--- INPUT FOR THIS TASK ---
============================================================

PR #150, opened 2021-12-11
Added XTags

RohanGoyalDev:
A possible replacement for  [Spigot's Tag system](https://hub.spigotmc.org/javadocs/bukkit/org/bukkit/Tag.html) that can be used for 1.8 and can have XSound, XBlock, XParticle genericised later on to ease in finding enum values that all carry a common property


RohanGoyalDev:
I'll add back generics later, didn't see he removed them

src/main/java/com/cryptomorin/xseries/XMaterial.java
```diff
@@ -2071,6 +2071,21 @@ public boolean isSupported() {
...
+    /**
+     * Returns a set of all supported materials out of the set provided
+     * <p>
+     *
+     * @param materials {@link Set} of the materials to be filtered
+     *
+     * @return {@link Set} of materials that contains only the supported materials out of the provided {@link Set}
+     */
+
+    public static Set<XMaterial> filterSupported(Set<XMaterial> materials) {
```
CryptoMorin, line 2083: Why is this useful?

src/test/XTagTest.java
```diff
@@ -0,0 +1,27 @@
...
+
+  @Test
+  void checkNonInheritTag() {
+    final XMaterial target = XMaterial.TUBE_CORAL;
+
+    assertTrue(XTag.CORAL_PLANTS.isTagged(target));
+  }
+
+  @Test
+  void checkInheritTag() {
```
CryptoMorin, line 20: You should add all tests to `Tests` class. I personally don't see the point of separating these.

src/main/java/com/cryptomorin/xseries/XTag.java
```diff
@@ -0,0 +1,2221 @@
+package com.cryptomorin.xseries;
+
+import java.util.Arrays;
+import java.util.Collections;
+import java.util.HashSet;
+import java.util.Set;
+import org.checkerframework.checker.nullness.qual.NonNull;
+import org.checkerframework.checker.nullness.qual.Nullable;
+
+public final class XTag {
```
CryptoMorin, line 10: Wouldn't it make more sense to use an enum to avoid this mess?

CryptoMorin (changes requested):

CryptoMorin:
I'm personally not that familiar with tags, but have you looked at [XMaterialUtil](https://github.com/CryptoMorin/XSeries/blob/master/src/main/java/com/cryptomorin/xseries/XMaterialUtil.java)? Should we remove that and merge it with XTag?

> can have XSound, XBlock, XParticle genericised later on to ease in finding enum values that all carry a common property
Also, if this means changing those classes, discuss this before making any changes.

src/main/java/com/cryptomorin/xseries/XTag.java
CryptoMorin: Also, using static imports sounds reasonable at this point.

src/main/java/com/cryptomorin/xseries/XTag.java
```diff
@@ -0,0 +1,2221 @@
...
+        MUSHROOM_GROW_BLOCK.inheritFrom(NYLIUM);
+        MOSS_REPLACEABLE = new XTag();
+        MOSS_REPLACEABLE.inheritFrom(CAVE_VINES,
+                DIRT,
+                BASE_STONE_OVERWORLD);
+    }
+
+    private XTag(@NonNull XMaterial... values) {
+        this.values =
+            Collections.unmodifiableSet(new HashSet<>(Arrays.asList(values)));
```
CryptoMorin, line 2192: Use an EnumSet

RohanGoyalDev:
> I'm personally not that familiar with tags, but have you looked at [XMaterialUtil](https://github.com/CryptoMorin/XSeries/blob/master/src/main/java/com/cryptomorin/xseries/XMaterialUtil.java)? Should we remove that and merge it with XTag?
> 
> > can have XSound, XBlock, XParticle genericised later on to ease in finding enum values that all carry a common property
> 
> Also, if this means changing those classes, discuss this before making any changes.

Anything that is an enum can be used under XTag, so XBlock and XParticle can't rn but XPotion, XSound, XBiome, XEnchantment can without any changes in those enums

CryptoMorin:
I think you should really fix the enum issue before adding more stuff.

RohanGoyalDev:
> I think you should really fix the enum issue before adding more stuff.

Can you gimme like an example or class hierarchy? I thought of many ways to use an enum for this but all of them still create a mess

CryptoMorin:
Hmm, yeah you're right, after trying a few methods myself there's no way to make this cleaner while keeping the type safety or the cleanness from an API perspective.

RohanGoyalDev:
I will keep adding more Tags. If you or anyone else has a good idea on cleanup gimme an example and ill refactor the code accordingly if that works

CryptoMorin:
I think we should support tagged mappings too.
isTagged will still return a boolean without being affected, but we can add a new method of(key)
The only tradeoff is the performance and memory of `EnumMap` which will be extremely memory inefficient for a class like XMaterial because it has a lot of enums since `EnumMap` doesn't do Jumbo optimizations.

We can fix that if we make our own wrapper.
https://pastebin.com/BQEBypwb

Btw while testing this I noticed you did this:
```java
if (this.values.isEmpty()) newValues = EnumSet.copyOf((EnumSet<T>) this.values);
else newValues = EnumSet.copyOf(this.values);
```
There's no difference between these two lines, was this intentional?



We could also take Spigot's approach and use a switch statement in a simple static method instead of a map.

RohanGoyalDev:
> ```java
> if (this.values.isEmpty()) newValues = EnumSet.copyOf((EnumSet<T>) this.values);
> else newValues = EnumSet.copyOf(this.values);
> ```


Well those lines are intentional because of the illegal argument that `EnumSet.copyOf()` throws when the `Collection` passed in as a parameter is empty. And there are Tags like `ITEMS_FURNACE_MATERIALS` which are for some apparent reason left empty in spigot 1.18. To account for those and the tags that just inherit values from other tags and have no seperate value I had to made a seperate constructor because `T.class` is not a thing and `EnumSet.noneOf()` needs that, if i try to solve both of those issues then I cant make the `values` class variable an unmodifiable set because `Collections.unModifiableSet()` returns a set that cant be casted to `EnumSet`

RohanGoyalDev:
> > ```java
> > if (this.values.isEmpty()) newValues = EnumSet.copyOf((EnumSet<T>) this.values);
> > else newValues = EnumSet.copyOf(this.values);
> > ```
> 
> Well those lines are intentional because of the illegal argument exception that `EnumSet.copyOf()` throws when the `Collection` passed in as a parameter is empty UNLESS its another `EnumSet`. And there are Tags like `ITEMS_FURNACE_MATERIALS` which are for some apparent reason left empty in spigot 1.18. To account for those and the tags that just inherit values from other tags and have no seperate value I had to made a seperate constructor because `T.class` is not a thing and `EnumSet.noneOf()` needs that, if i try to solve both of those issues then I cant make the `values` class variable an unmodifiable set because `Collections.unModifiableSet()` returns a set that cant be casted to `EnumSet`

CryptoMorin:
If you're done with this, tell me to merge it.

RohanGoyalDev:
I think its done for now apart from the tagged mappings. I'll keep adding more tags which i see useful in more pull requests later on

PR #165, opened 2022-03-02
Fixed unsupported material with XMaterial#matchItemStack(ItemStack)

Gypopo:
**Description**

Using XMaterial#matchXMaterial(new ItemStack(Material.GREEN_DYE)) says its an unsupported material on **1.13.2**
**Stacktrace:** https://pastebin.com/ByEBTrGM

### DIFF
--- a/src/main/java/com/cryptomorin/xseries/XMaterial.java
+++ b/src/main/java/com/cryptomorin/xseries/XMaterial.java
@@ -1684,12 +1684,9 @@ public enum XMaterial {
         String material = item.getType().name();
         byte data = (byte) (Data.ISFLAT || item.getType().getMaxDurability() > 0 ? UNKNOWN_DATA_VALUE : item.getDurability());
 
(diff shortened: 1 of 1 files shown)


Gypopo:
Added a new commit to solve a error with XMaterial#matchXMaterial(POTION) returned a unknown material.

Gypopo:
I also removed the check for if its a monster_egg to check for its SpawnEggMeta since SpawnEggMeta doesn't exist in 1.8 and would also throw a error, you might add this back if its intended.

LOOHP:
Perhaps check whether SpawnEggMeta exists before checking SpawnEggMeta instead?

CryptoMorin:
Yeah, you can't just remove something entirely as a solution.

CryptoMorin:
Fixed in v8.7.0

Btw, SpawnEggMeta exists even in 1.8.8, Idk what version you tested this with.

PR #179, opened 2022-06-25
Fix material data for ACACIA & DARK_OAK. (#178)

### LINKED ISSUE #178: [XMaterial] - ACACIA_LOG & DARK_OAK_LOG data
**Description**

``ACACIA_LOG`` seems to be missing byte data (should be ``4``). This results in the material not matching correctly using the ``#requestOldXMaterial(String, byte)`` method.

``DARK_OAK_LOG`` and ``DARK_OAK_LEAVES`` have data defined, but with value ``1``. However from debugging it seems like the correct value should be ``5`` - like other block types form this type of material (``DARK_OAK_PLANKS, SLABS``).

**Version**
Tested on 1.12.2, 1.8.8
XSeries 8.8.0

Just a side note and proposal. I've started using ``#matchXMaterial(String)`` with the name composed of ``type:data`` because there's no API endpoint available to match material *and* data on legacy versions. I think it would be convenient to provide one in the lines of ``#matchXMaterial(Material, byte)``.

Wertik:
- correct material data for ACACIA & DARK_OAK
- fix mismatched legacy type for STRIPPED_DARK_OAK_LOG & WOOD

Resolves #178 

*All changes tested on 1.12.2*


CryptoMorin:
I believe `STRIPPED_DARK_OAK_LOG` is a new material in 1.13 right? In that case it shouldn't have a legacy name, I'll remove that.
Thanks for fixing the other materials.

PR #181, opened 2022-06-29
Fix music disc material IDs in legacy Minecraft versions

I2000C:
In legacy Minecraft versions, there are some music discs which ID doesn't match with their real ID.
I have changed them, so they match their actual ID.

image

In the image, the discs at the bottom are music discs obtained with the next fragment of code:

image

and the discs at the top are the discs in the correct order


CryptoMorin:
Thank you so much

PR #183, opened 2022-08-01
Replacing XMaterial.supports(13) with ISFLAT

MrMarL:
Why not?


CryptoMorin:
Sure, but don't make the same for the ones in XMaterial, they're intended to be like that.

PR #185, opened 2022-08-19
Added XMaterial#isAir which works the same as Material#isAir

DavidTheExplorer:


CryptoMorin:
I add enum matching methods in general to [XTag](https://github.com/CryptoMorin/XSeries/blob/master/src/main/java/com/cryptomorin/xseries/XTag.java) class instead.

PR #187, opened 2022-08-29
Fixed data values with some ACACIA and DARK_OAK materials

I2000C:
In legacy Minecraft versions, some ACACIA and DARK_OAK materials had incorrect data values.
I have changed them to their correct value.
The affected xmaterial list is:
- ACACIA_LEAVES (changed from 4 to 0)
- ACACIA_LOG (changed from 4 to 0)
- ACACIA_WOOD (changed from 4 to 0)
- DARK_OAK_LEAVES (changed from 5 to 1)
- DARK_OAK_LOG (changed from 5 to 1)
- DARK_OAK_WOOD (changed from 5 to 1)

In the image, the items at the left have been obtained using XMaterial and the items at the right are the correct items that correspond to first items.
acacia_dark_oak_error

Code used to obtain the XMaterial items of the example:
image


CryptoMorin:
Thanks a lot for the detailed explanation. 👍

PR #199, opened 2022-12-24
playAtLocation option for NoteBlockMusic & Cloneable Record

HSGamer:
Add an option to toggle either the whole world or only the player can hear the music

### DIFF
--- a/src/main/java/com/cryptomorin/xseries/XSound.java
+++ b/src/main/java/com/cryptomorin/xseries/XSound.java
@@ -1937,7 +1937,7 @@ public enum XSound {
      *
      * @since 3.0.0
      */
-    public static class Record {
+    public static class Record implements Cloneable {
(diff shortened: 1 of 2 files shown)


src/main/java/com/cryptomorin/xseries/XSound.java
```diff
@@ -1961,6 +1961,10 @@ public Record(@Nonnull XSound sound, @Nullable Player player, @Nullable Location
             this.playAtLocation = playAtLocation;
         }
 
+        public Record(Record other) {
+            this(other.sound, other.player, other.location, other.volume, other.pitch, other.playAtLocation);
```
CryptoMorin, line 1965: Why not implement `Cloneable` instead?

CryptoMorin:
Thanks!

PR #201, opened 2023-01-03
Added EnumUtils which removes the code duplication of creating a display name for enums.

DavidTheExplorer:
This PR initially started with statically importing all **Collectors**, but then I realized they were all involved in generating elegant display names for enums - so instead I added a class that removes all the code duplications.

### DIFF
--- a/src/main/java/com/cryptomorin/xseries/XEnchantment.java
+++ b/src/main/java/com/cryptomorin/xseries/XEnchantment.java
@@ -31,8 +31,10 @@ import org.bukkit.inventory.meta.EnchantmentStorageMeta;
 
 import javax.annotation.Nonnull;
 import javax.annotation.Nullable;
+
+import static java.util.stream.Collectors.joining;
+
 import java.util.*;
-import java.util.stream.Collectors;
 
 /**
  * Enchantment support with multiple aliases.
@@ -308,7 +310,7 @@ public enum XEnchantment {
     public String toString() {
         return Arrays.stream(name().split("_"))
                 .map(t -> t.charAt(0) + t.substring(1).toLowerCase())
-                .collect(Collectors.joining(" "));
+                .collect(joining(" "));
     }
 
     /**
--- a/src/main/java/com/cryptomorin/xseries/XEnchantment.java
+++ b/src/main/java/com/cryptomorin/xseries/XEnchantment.java
@@ -21,6 +21,7 @@
  */
 package com.cryptomorin.xseries;
 
+import com.cryptomorin.xseries.utils.EnumUtils;
 import com.google.common.base.Enums;
 import org.bukkit.Material;
 import org.bukkit.NamespacedKey;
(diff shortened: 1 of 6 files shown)


CryptoMorin:
The class utilities are designed to work as a standalone class. Most of them shouldn't depend on other classes.

DavidTheExplorer:
@CryptoMorin At least merge the collectors commit, it helps with readability by a lot + the Collectors API was actually desgined to be statically imported.

CryptoMorin:
> @CryptoMorin At least merge the collectors commit, it helps with readability by a lot + the Collectors API was actually desgined to be statically imported.

Where exactly did you read that? Where's the source? It helps with the readability yes but "a lot" sounds like a huge exaggeration to actually change it.

Even OpenJDK uses it that way: [1](https://github.com/openjdk/jdk18/blob/6dae52f8e3993d529033147de8e34ad1e7d48c53/test/langtools/tools/javac/classfiles/attributes/annotations/ClassType.java#L33-L37) [2](https://github.com/openjdk/jdk18/blob/6dae52f8e3993d529033147de8e34ad1e7d48c53/src/jdk.javadoc/share/classes/jdk/javadoc/internal/doclets/toolkit/taglets/snippet/Attributes.java#L48-L50) [3](https://github.com/openjdk/jdk18/blob/6dae52f8e3993d529033147de8e34ad1e7d48c53/src/java.naming/share/classes/com/sun/jndi/ldap/LdapCtx.java#L2713-L2716)

Spigot: [1](https://hub.spigotmc.org/stash/projects/SPIGOT/repos/craftbukkit/browse/src/main/java/org/bukkit/craftbukkit/tag/CraftFluidTag.java#25) [2](https://hub.spigotmc.org/stash/projects/SPIGOT/repos/craftbukkit/browse/nms-patches/net/minecraft/util/worldupdate/WorldUpgrader.patch#24-25) [3](https://hub.spigotmc.org/stash/projects/SPIGOT/repos/craftbukkit/browse/src/main/java/org/bukkit/craftbukkit/entity/CraftPiglin.java#6,67,72)

Paper: [1](https://github.com/PaperMC/Paper/blob/1143b636634183fe9ee6d8cf9709afd4b3239de4/patches/api/0157-Add-Material-Tags.patch#L48) [2](https://github.com/PaperMC/Paper/blob/d5f1ffc2e6928a6728f91ab2ad2e020b105eab7f/patches/server/0755-Hide-unnecessary-itemmeta-from-clients.patch#L31-L32) [3](https://github.com/PaperMC/Paper/blob/d5f1ffc2e6928a6728f91ab2ad2e020b105eab7f/patches/server/0397-Deobfuscate-stacktraces-in-log-messages-crash-report.patch#L142-L143)

[Official documentation:](https://docs.oracle.com/javase/8/docs/technotes/guides/language/static-import.html)
> So when should you use static import? **Very sparingly**! Only use it when you'd otherwise be tempted to declare local copies of constants, or to abuse inheritance (the Constant Interface Antipattern). In other words, use it when you require frequent access to 
static members from one or two classes

That's what I'm doing with ReflectionUtils for my own projects. I use ver() a lot, so I statically import those.
Is `Collectors` used a lot in these classes? The answer is no.

PR #205, opened 2023-02-23
Fix setting skull owner using UUID pre-1.13

poyrazinan:
Fixed old version skull issue. Changed id.toString() to Bukkit.getOfflinePlayer(id).getName() because old version doesn't support uuid to owner skin. It only supports player name.


CryptoMorin:
Thanks

PR #219, opened 2020-01-16
NEW Add anchor links to headings

Cheddam:
This PR introduces anchor links to headings in the documentation. These are useful for deeply linking to specific sections of a document. I've also included a small CSS hack for pushing the heading below the header when the anchor link is used - better than not having it there, but I'll be hunting around for a better approach to apply later.

Also includes a commit with some tidying of the README file, as it had some old information about documentation sources and was inconsistently referring to bare gatsby commands, whereas we now recommend using the scripts in `composer.json`.

### DIFF
--- a/README.md
+++ b/README.md
@@ -11,16 +11,14 @@ site generator based on [React](https://reactjs.org). It sources content
 from the [framework](https://github.com/silverstripe/silverstripe-framework)
 repository for each major release.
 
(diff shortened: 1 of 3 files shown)


unclecheese:
Lovely. Nice work. Probably about time to make those `rewrite*.js` files proper JSX.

============================================================

--- AIM OF THE TASK ---
For the records above, state the number of lines that contain "removes", and provide nothing further.

--- TASK SOLUTION ---
2